İçeriden dışarıya taşan karanlık: Tecrit (1. bölüm)

“Bazıları ışığın, bazıları gölgenin peşine düşer.”

T.S. Eliot


           


            “Bu satırları okumakta olan canım kardeşim,
Bazen en uzak halk kendimizinkidir bize. Okyanus aşırı bir memlekettir bazen Türkiye. Bu toprağın yeniden bizim toprağımız olmasını istiyorsak eğer, yeniden birleştirmemiz gerekiyor tepelerimizin hikâyelerini. Söküldüğümüz yerlerden, “çilemizi” çözüp çözüp yeniden örmemiz gerekiyor kendimizi. Yoksulluğun vahşetiyle sertleşen hikâyeleri neresinde bıraktıysak o sahneye dönüp yeniden takip etmemiz gerekiyor film şeridini. Korkup gözümüzü kapattığımız sahnelere bu kez gözlerimizi dört açıp bakmamız gerekiyor.” 1
            “Bütün bunlar olurken Kürtler Kürdistan’a, İslamcılar Arabistan’a, “Moskovasız” kalanlar evlerinin en karanlık odasına, memleketin tek günahkarları olan kapkaççılar cehennemin dibine gitsin isteniyor. “Kanında boğulması gereken vatan hainleri” için mezarlar hayal ediliyor.” 2

            tecrit nedir

         Arapça kökenli sözcüğün üç karşılığı bulunuyor. İlki ayırma, ayrı tarafta tutma, ikincisi (fel.) soyutlama, sonuncusu ise yalıtım; tecrit etmek ise herkesten ve her şeyden ayırma ile (fiz.) yalıtmak. 3          

            ders kitaplarımız tecrit için ne diyor
           
            “Acaba insan yetersiz uyarım içerisinde bırakılırsa ne olur?
            Sanki hiçbir uyarıcı almazsak dinlenecekmişiz, çok rahatlayacakmışız gibi gelir. Oysa durum bunun tersidir. Kutup araştırmacılarının, batan gemilerin günlerce denizde kalan tayfalarının, savaş esirlerinin duygu, algı ve düşüncelerinde türlü değişmeler gözlenmiştir. Uyarım gereksinimi artmış; gerçekle gerçek olmayanı karıştırma, sonucunda da ruhsal çöküntü ortaya çıkmıştır. 1954’te Mc Gill Üniversitesi’nde Hebb’a Laboratuvarlarında Bexton, Heron ve Scott tarafından gerçekleştirilen algı yoksunluğu deneyleriyle uzun süreli monotonluk ve yetersiz uyarılmanın insanlarda normal fonksiyonlarının bozulmasına yol açtığı kanıtlanmıştır.
            Yetersiz uyarım deneyi hiçbir dış uyarıcının gelmediği ve iç uyarıcıların gerektirdiği etkinliklere elverişli olmayan odalarda yapılır. Deney sonucunda öğrencilerin;
-          Yapılan zeka testlerinde zekalarının düştüğü
-          Algılama bozuklukları olduğu
-          Sanı görmeye başladıkları
-          Davranışlarında düzensizlik olduğu saptanmıştır.

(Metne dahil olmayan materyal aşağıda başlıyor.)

PR #316, opened 2018-09-16
Add target for running clang-tidy on ccache

afbjorklund:
http://clang.llvm.org/extra/clang-tidy/

### DIFF
--- a/.clang-tidy
+++ b/.clang-tidy
@@ -1,0 +1,6 @@
+---
+Checks:          'clang-diagnostic-*,clang-analyzer-*,-clang-analyzer-alpha*,-clang-analyzer-optin.performance.Padding'
+HeaderFilterRegex: 'src/.*|unittest/.*'
+CheckOptions:    
+...
+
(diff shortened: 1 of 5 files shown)


jrosdahl:
Thanks for trying it out!

I tried running clang-tidy 6.0 (Ubuntu package version 1:6.0-41~exp5~ubuntu1) and was not very impressed. I only saw bogus or uninteresting warnings, including the strcpy one you addressed (which I don't want to apply). Do you think it's worth applying this anyway?

afbjorklund:
It's like uncrustify and cppcheck and the other tools, I suppose doesn't hurt to run once in a while ?

Both clang tidy and clang static analyzer seem to be clean now, not sure it is worth to run automatically...

Maybe keep the target around ? I thought `compiledb` was neat...

Although I need to fix it, since the silent make rules default broke it.

afbjorklund:
It was not the silent mode, it was versioned compilers...
The current regular expression doesn't handle `clang-5.0`

https://github.com/nickdiego/compiledb/blob/master/compiledb/parser.py#L28:_L29

``` py
cc_compile_regex = re.compile("^.*-?g?cc$|^.*-?clang$")
cpp_compile_regex = re.compile("^.*-?[gc]\+\+$|^.*-?clang\+\+$")
```

Thus the compile_commands.json ended up empty (`[]`). Will open a bug report.

afbjorklund:
See https://github.com/nickdiego/compiledb/issues/54

jrosdahl:
I applied the target parts in ea9abd8bb3d70a761a362756aaea17108faa7a4a. Thanks!

PR #319, opened 2018-10-03
Add configure option for silent make rules

afbjorklund:
Adopted from AM_SILENT_RULES, default to no

``` console
$ make V=0
    [CC] src/main.o
    [CC] src/args.o
    [CC] src/ccache.o
    [CC] src/cleanup.o
    [CC] src/compopt.o
    [CC] src/conf.o
    [CC] src/counters.o
    [CC] src/execute.o
    [CC] src/exitfn.o
    [CC] src/hash.o
    [CC] src/hashutil.o
    [CC] src/language.o
    [CC] src/lockfile.o
    [CC] src/manifest.o
    [CC] src/mdfour.o
    [CC] src/stats.o
    [CC] src/unify.o
    [CC] src/util.o
    [CC] src/version.o
    [CC] src/hashtable.o
    [CC] src/hashtable_itr.o
    [CC] src/murmurhashneutral2.o
    [CC] src/snprintf.o
    [LD] ccache
```

https://www.gnu.org/software/automake/manual/html_node/Automake-Silent-Rules.html

### DIFF
--- a/Makefile.in
+++ b/Makefile.in
@@ -1,3 +1,5 @@
+verbose = @verbose@
+
 srcdir = @srcdir@
 builddir = @builddir@
 VPATH = @srcdir@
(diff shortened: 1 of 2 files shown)


jrosdahl:
I suggest scrapping the configure option and make this the only option. Or do you see any reason to make it opt-in?

jrosdahl:
> I suggest scrapping the configure option and make this the only option.

I made it so.

Applied to master, thanks!

afbjorklund:
I just didn't want to make any surprising changes, and the automake macro allowed either variant...

PR #321, opened 2018-10-20
Fix const-correctness of the config formatter

afbjorklund:
Both strdup and format are returning "char *"

```
src/conf.c:642:22: error: cast from 'const char *' to 'char *' drops const qualifier [-Werror,-Wcast-qual]
        char *str = (char *)item->formatter(value);
                            ^
src/conf.c:659:22: error: cast from 'const char *' to 'char *' drops const qualifier [-Werror,-Wcast-qual]
        char *str = (char *)item->formatter(value);
                            ^
```

### DIFF
--- a/src/conf.c
+++ b/src/conf.c
@@ -19,7 +19,7 @@
 
 typedef bool (*conf_item_parser)(const char *str, void *result, char **errmsg);
 typedef bool (*conf_item_verifier)(void *value, char **errmsg);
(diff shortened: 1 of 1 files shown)


gasche:
Thanks! Sorry for the mishap.

afbjorklund:
No worries, everyone hates const :-)

afbjorklund:
Note that you need to build with `clang` and `--enable-more-warnings`, to even _see_ this issue...

PR #322, opened 2018-10-20
Fix missing header include / prototype

afbjorklund:
`no previous prototype for function 'unify_hash'`

When running with `--enable-more-warnings` that is


jrosdahl:
Thanks! I'll enable the extra warnings in dev mode by default so that I won't make mistakes like this in the future...

PR #326, opened 2018-11-07
Support gcc-8 -ffile-prefix-map

### LINKED ISSUE #325: gcc-8 -ffile-prefix-map support
Since gcc-8 there is -fmacro-prefix-map which translates __FILE__ strings in addition to mapping debug-info paths. See https://gcc.gnu.org/bugzilla/show_bug.cgi?id=70268

-ffile-prefix-map combines -fmacro-prefix-map and -fdebug-prefix-map into one option.

-fmacro-prefix-map will affect preprocessed output, so can be ignored in command-line hash. -ffile-prefix-map is then equivalent to -fdebug-prefix-map.

osctobe:
https://gcc.gnu.org/bugzilla/show_bug.cgi?id=70268

Resolve #325.

### DIFF
--- a/src/ccache.c
+++ b/src/ccache.c
@@ -1786,6 +1786,12 @@ calculate_object_hash(struct args *args, struct hash *hash, int direct_mode)
 		if (str_startswith(args->argv[i], "-fdebug-prefix-map=")) {
 			continue;
 		}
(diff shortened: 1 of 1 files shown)


jrosdahl:
Applied on master, thanks.

PR #707, opened 2020-10-22
Implemented Google Cloud Compute Plugin

jeron7:
## Description
Added the GoogleCloudCompute Plugin. Left two methods (isReady and hasFailed) to be implemented.

## Proposed changes
Build the missing methods and make some changes in requestInstance (doubt about Security Rules)

### DIFF
--- a/src/main/java/cloud/fogbow/ras/core/plugins/interoperability/googlecloud/compute/v1/GoogleCloudComputePlugin.java
+++ b/src/main/java/cloud/fogbow/ras/core/plugins/interoperability/googlecloud/compute/v1/GoogleCloudComputePlugin.java
@@ -118,7 +118,8 @@ public class GoogleCloudComputePlugin implements ComputePlugin<GoogleCloudUser> 
     private ComputeInstance doGetInstance(String endpoint, GoogleCloudUser cloudUser) throws FogbowException {
         String responseJson = this.client.doGetRequest(endpoint, cloudUser);
         ComputeInstance computeInstance = getInstanceFromJson(responseJson);
-        return null;
+
+        return computeInstance;
     }
 
     private void doDeleteRequest(String endpoint, GoogleCloudUser cloudUser) throws FogbowException {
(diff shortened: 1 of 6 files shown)


src/main/java/cloud/fogbow/ras/core/plugins/interoperability/googlecloud/compute/v1/GoogleCloudComputePlugin.java
```diff
@@ -0,0 +1,275 @@
+package cloud.fogbow.ras.core.plugins.interoperability.googlecloud.compute.v1;
+
+import cloud.fogbow.common.exceptions.FatalErrorException;
+import cloud.fogbow.common.exceptions.FogbowException;
+import cloud.fogbow.common.exceptions.InternalServerErrorException;
+import cloud.fogbow.common.models.GoogleCloudUser;
+import cloud.fogbow.common.util.PropertiesUtil;
+import cloud.fogbow.ras.core.plugins.interoperability.googlecloud.sdk.v1.compute.models.CreateComputeRequest;
+import cloud.fogbow.ras.core.plugins.interoperability.googlecloud.sdk.v1.compute.models.CreateComputeResponse;
+import static cloud.fogbow.ras.core.plugins.interoperability.googlecloud.sdk.v1.compute.models.CreateComputeRequest.*;
```
fubica, line 10: Better use import, instead of import static, since this will force you to explicitly refer to the static class name in the code, making it clearer that you are invoking a method from a static class. This leaves the code more readable and maintainable.

src/main/java/cloud/fogbow/ras/core/plugins/interoperability/googlecloud/compute/v1/GoogleCloudComputePlugin.java
```diff
@@ -0,0 +1,275 @@
...
+import static cloud.fogbow.ras.core.plugins.interoperability.googlecloud.util.GoogleCloudConstants.*;
```
fubica, line 11: Same as above.

fubica (changes requested):
Good job!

İnsan etkin olmak zorundadır. Sağlıklı bir insanı etkin olmaktan alıkoymak ona
verilecek en büyük cezadır….” (Milli Eğitim Bakanlığı Açık Öğretim Lisesi Psikoloji Ders Kitabı 1, Sayfa: 17) 4

tecrit topluma model olarak dayatılan bir şey midir


Çoğu zaman kendi özgürlüğümüzden yakınır, her şeyin anlamsız ve boş geldiği durumlarla karşı karşıya bırakıldığımızı düşünürüz. Elimizdeki olanaklar bir türlü isteklerimizi karşılamaya yetmez. Yetmemesi belki doğaldır, ancak beğenmediğimiz bu olanaklara sahip olamayanları nedense hiç düşünmeyiz.
            ‘İnsanoğlunun suça eğiliminin olup olmadığı’ ayrı bir konu, yine suçun karşılığı yahut bedeli olan ceza da. Bu kavramlar, çeşitli anlayışlara göre hâlâ esnekliğini korumakta. Buna karşın insanlığın yarattığı her sistem, uygulama aşamasında içeriye tıktığını (yargılayarak ya da yargılamayarak) “suçlu” görmekte. Ya da “hasta”. Öyle ki ‘Ceza ve Tedbirlerin İnfazı Hakkında Kanun’da şöyle der: “Hürriyeti kısıtlayıcı ve diğer tedbirlerin öncelikli amacı hükümlünün iyileştirilmesidir.” 5
            Bugün Türkiye hapishanelerinde bir araştırma yapılsa ortaya içler acısı sonuçlar çıkacaktır. Enikonu bir araştırmaya da gerek yok; eldeki veriler kamuya sunulsa bu tezin haklılığı kanıtlanacaktır. Öyle ki ülkemizde 25 yıldır hüküm giymeden hapishanelerde tutulan insanlar var. Tutuklularımızın sayısı hükümlülerimizden fazla. Fakat içeri giren biri için ‘vardır elbet bir sebebi’ diyen yaklaşımla dolu bilinçlerimiz. Hapishanedeki herkesi ta başından suçlu görüyoruz ve bu bilinçsizlik hali artık iyice kökleşmiş, dallanıp budaklanmış konumda. Gözaltıyla başlayan, Emniyet’te zorla alınan ifadelerle devam eden, mahkemelerde hükme dönüşen süreç, hapishanelerle tamamlanır.
            Türkiye hapishanelerinde yaşananların bir kısmı kitaplaştı, belgeselleşti, filmleşti; kimi olaylar bize ait olmayan kurumlara (Avrupa İnsan Hakları Mahkemesi) sevk edildi. Yaşanan bu gelişmelere kulaklarını tıkayan, gözelerini yuman, dilini bağlayan insanlar topluluğu olmamızın sonucunda içerdekiler adamakıllı yalıtıldı. Uygulamalar günden güne ağırlaştı. Koğuş tipinden hücreye geçildi, tecrit hiç olmadığı denli ağırlaştırıldı, mahkûmların insani dayanışmasına bile izin verilmez hale getirildi.
            Doğal olarak, tecrit iddiasıyla iç içe geçen F tiplerinden bahsedeceğiz. Gerçekten tecrit var mıydı peki buralarda?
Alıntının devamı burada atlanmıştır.